The city of 17.5 million, under full lockdown since Sunday, resumed work, factory operations and public transport in four districts and a special economic zone, Shenzhen's government said late Thursday.

Those areas have "achieved dynamic zero-Covid in the community", it added. 

China reported 4,365 new infections nationwide Friday, according to National Health Commission data, as the country battles an Omicron surge, its worst coronavirus outbreak since early 2020.

Millions remain under lockdown across the country, many under hyper-local restrictions aimed at smothering clusters without shutting entire cities. 

Officials also encouraged the use of rapid antigen tests, made available to the public for the first time last week, urging citizens to take more responsibility for their own health. 

Balance virus control with growth

China has stuck to a zero-Covid strategy since the pandemic began, through targeted lockdowns, mass testing and travel restrictions -- an approach that has left it increasingly isolated in a world adjusting to the pandemic.

However, frequent virus shutdowns affecting major port and industrial cities have dampened the country's economic growth, leading to Beijing announcing earlier this month the weakest GDP target in decades -- 5.5 percent.

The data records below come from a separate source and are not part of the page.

PR #1085, opened 2022-08-26
Replace RadioIconTile with simple padding

jpnurmi:
The only reason for using `RadioIconTile` on this page was to get an indentation that matches with `RadioListTile` and `RadioButton`. Given that `RadioIconTile` does not play nicely with `AnimatedExpanded` and `Flexible`, the easiest solution is to define the indentation that matches with `kRadioSize` + 8px spacing so that it can be easily used with a plain simple `Padding` widget.


jpnurmi:
| Before | After |
|---|---|
| Screenshot from 2022-08-26 11-43-54 | Screenshot from 2022-08-26 11-43-37 |

CarlosNihelton (approved):
Simple and effective! LGTM 👍

PR #1086, opened 2022-08-26
[WSL] Splash screen for the reconfiguration workflow running on Windows

### LINKED ISSUE #1066: [WSL] Splash screen for the reconfiguration workflow
One issue that appears when we move the WSL OOBE to Windows is that the window appears much earlier than the server can respond to it in the reconfiguration workflow. That can lead to some seconds without any feedback, just a black screen.

I propose to display a short animation (6 seconds long) while waiting for the server to be ready.

## Current:

https://user-images.githubusercontent.com/11138291/185009593-9cf5f94b-ec61-4bc6-8a17-dabf613b32f5.mp4

## Proposed:

https://user-images.githubusercontent.com/11138291/185009613-afa79103-1c29-45ea-ad1c-fd6a42f43a5e.mp4

The animation choosen is a cut of a longer animation intended to welcome the users during the first install. The fade transition between the animation and the configuration screen was set to 1s in the clip, for reference.

CarlosNihelton:
As reported in #1066 the Windows entry point is able to show the window seconds earlier than the server can start running.

This PR fills that gap with a nice animation provided by the design team. The window size is fixed to avoid the risk of distorting the animation. If the animation finishes before the server is responsive the last frame stays put until the server responds, triggering a fade transition to the reconfiguration wizard.

See below how it looks like. It took longer than usual to start the server when recording this, I guess due processing load on my computer at that time (compiling a program, recording screen, launching a WSL VM etc). It usually stays under 10 s even on cold boot.

https://user-images.githubusercontent.com/11138291/186886305-6dd405f2-5911-466a-8d59-cb361b6b9c24.mp4

This closes #1066


jpnurmi:
Looks good! Did you debug the black flash? Would pre-caching the GIF help?

CarlosNihelton:
> Looks good! Did you debug the black flash? Would pre-caching the GIF help?

Not really, but making the top-level widget child of a `ColoredBox` with color property set to `Colors.white` does the magic, although it seems cheating 🙈

packages/ubuntu_wsl_setup/lib/app.dart
```diff
@@ -13,36 +14,46 @@ class UbuntuWslSetupApp extends StatelessWidget {
...
-          theme: yaruLight,
-          darkTheme: yaruDark,
-          debugShowCheckedModeBanner: false,
-          localizationsDelegates: localizationsDelegates,
-          supportedLocales: supportedLocales,
-          home: buildWizard(context),
-        );
-      }),
+    return ColoredBox(
+      color: Colors.white,
```
jpnurmi, line 27: should it respect the theme? perhaps this could be moved inside SplashScreen and use `Theme.of(context).backgroundColor`?

jpnurmi: oh wait, but we don't have a dark variant of the gif :rofl:

jpnurmi: i think i'd have this in SplashScreen regardless because it's specifically for the splash screen. does it cause any issues that way?

CarlosNihelton: Being on the splash screen doesn't change anything 😅

CarlosNihelton: Maybe I should make the splash the top level one. I avoided that because it's a conditional thing.

CarlosNihelton: Ha! Figured it out! I only need the AnimatedSwitcher to be child of the ColoredBox, that's enough. Let me fix it.

CarlosNihelton: This is the result. 

https://user-images.githubusercontent.com/11138291/186925883-93ae0bb5-c354-4ec7-9d49-1aa287887739.mp4

jpnurmi (approved):
LGTM :+1:

packages/ubuntu_wsl_setup/lib/app.dart
jpnurmi: Smooth!

CarlosNihelton: Thank you for pointing that out.

PR #1087, opened 2022-08-26
UDI: mark network configured after it actually has been configured

jpnurmi:
Subiquity does a connectivity check when network is marked as configured. The result of the connectivity check affects e.g. how `/etc/apt/sources.list` is setup. Therefore, it's important to mark network configured when pressing continue on the "Connect to internet" page instead of on startup.

- https://github.com/canonical/subiquity/blob/main/subiquity/server/controllers/network.py#L284
- https://github.com/canonical/subiquity/blob/main/subiquity/server/apt.py#L210


CarlosNihelton (approved):
LGTM 👍

PR #1089, opened 2022-08-26
UDI: restore the "Try Ubuntu" option

jpnurmi:
It simply closes the window which now does the right thing (restores the dock etc.) in the live session. We don't have repair functionality available at this point, so the "Repair Ubuntu" option was commented out. Also, there's no such route as "/tryubuntu" so it was cleaned up. :)

Screenshot from 2022-08-26 17-11-22


CarlosNihelton (approved):
LGTM

PR #1092, opened 2022-08-29
[WSL] remove mark_configured(filesystem)

jpnurmi:
The WSL OOBE does not use the filesystem endpoint. The call was added in #644 but is no longer necessary.


CarlosNihelton (approved):
I tested it in a live run and I'm confident it works.

PR #1093, opened 2022-08-29
Partition edit dialog: fix the "format" checkbox 

jpnurmi:
Whether the "Format" checkbox is enabled should not be bound to `Partition.canWipe` which is the original partition object without modifications. Bind it to `PartitionFormat.canWipe` instead and use the currently selected value from the edit dialog.

### DIFF
--- a/packages/ubuntu_desktop_installer/lib/pages/allocate_disk_space/storage_types.dart
+++ b/packages/ubuntu_desktop_installer/lib/pages/allocate_disk_space/storage_types.dart
@@ -9,7 +9,7 @@ extension DiskExtension on Disk {
 }
 
 extension PartitionExtension on Partition {
-  bool get canWipe => mount != null;
+  bool get canWipe => PartitionFormat.fromPartition(this)?.canWipe == true;
   bool get isWiped => wipe == 'superblock';
   String get prettySize => filesize(size ?? 0);
 }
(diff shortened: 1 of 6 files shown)


packages/ubuntu_desktop_installer/lib/pages/allocate_disk_space/storage_types.dart
```diff
@@ -9,7 +9,67 @@ extension DiskExtension on Disk {
...
+
+/// Available partition formats.
+class PartitionFormat {
+  const PartitionFormat._(this.type);
+
+  /// The type of the partition format (e.g. 'ext4').
+  final String type;
+
+  /// Whether a partition with this format can be wiped.
+  bool get canWipe => type != 'swap';
```
CarlosNihelton, line 25: Could this ever be inquired about a partition containing an existing OS the user won't want to wipe out?

CarlosNihelton (approved):
Overall, it looks good. Just one minor question, but we are good to go!

packages/ubuntu_desktop_installer/lib/pages/allocate_disk_space/storage_types.dart
jpnurmi: https://github.com/canonical/ubuntu-desktop-installer/issues/1101

PR #1438, opened 2023-02-20
Remove unused `SystemShutdown` mixin

jpnurmi:
All it did was to call `closeWindow()` after calling `reboot()` or `shutdown()` but it's no longer used after the gradual migration to `yaru_window`.


d-loose (approved):
:+1:

PR #1442, opened 2023-02-21
Migrate remaining top-level window management to `yaru_window`

jpnurmi:
This is the last step in the series of migrating to `yaru_window`:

The new measures in Shenzhen were introduced to balance "epidemic prevention and control with economic and social development", said a notice from the city's virus response command centre.

Shenzhen is home to supply chains for major companies making everything from iPhones to washing machines, while some of China's biggest tech firms also have campuses around the city.

Shenzhen-based factories of iPhone manufacturer Foxconn temporarily shut earlier this week due to virus lockdowns, which triggered a major selloff of Chinese tech stocks listed in Hong Kong. 

Yantian port, where a three-week closure last summer due to an outbreak exacerbated global shipping delays, is included in one of the districts where measures were relaxed.

The measures came after Xi referenced the spiralling economic costs of China's zero-Covid strategy during a Politburo meeting Thursday where he vowed to "stick to" the approach, saying "persistence is victory".

Across the border from Shenzhen, Hong Kong is recording some of the highest death rates in the world from Omicron, especially among its unvaccinated elderly people. 

Health officials revealed on Friday that only 50.7 percent of people in China aged over 80 had been double-vaccinated, while just under 20 percent had received a third booster jab.

"The epidemic in Hong Kong has taught us a particularly profound lesson," said National Health Commission Vice Minister Wang Hesheng at a briefing. 

"It is...an example that if the elderly vaccination rate is low, the mortality rate of severe cases will be high."

China is yet to report any deaths from the latest outbreak, with under a dozen severe cases recorded despite the rising caseload.

Wang insisted that the recent nationwide Omicron surge was caused by "imported sources from abroad" and blamed officials' "slack and numbed mindset" for some regions' lack of effectiveness in containing the outbreaks. 

Officials have been sacked in areas where outbreaks have been detected, in a sign of the political imperative attached to virus controls in the world's most-populous nation.